Problem requirements
Give again, unchanged, the line that contains "This change adds" together with every line that follows it until the entries end.

[Stored items from a collection]
PR #1110, opened 2017-11-29
Add CPU Total to 'SNMP - Get Processor Information'

dschall:
This change adds a virtual index 'Total' to the SNMP info,
showing the average CPU utilization over all cores.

Response
This change adds a virtual index 'Total' to the SNMP info,
showing the average CPU utilization over all cores.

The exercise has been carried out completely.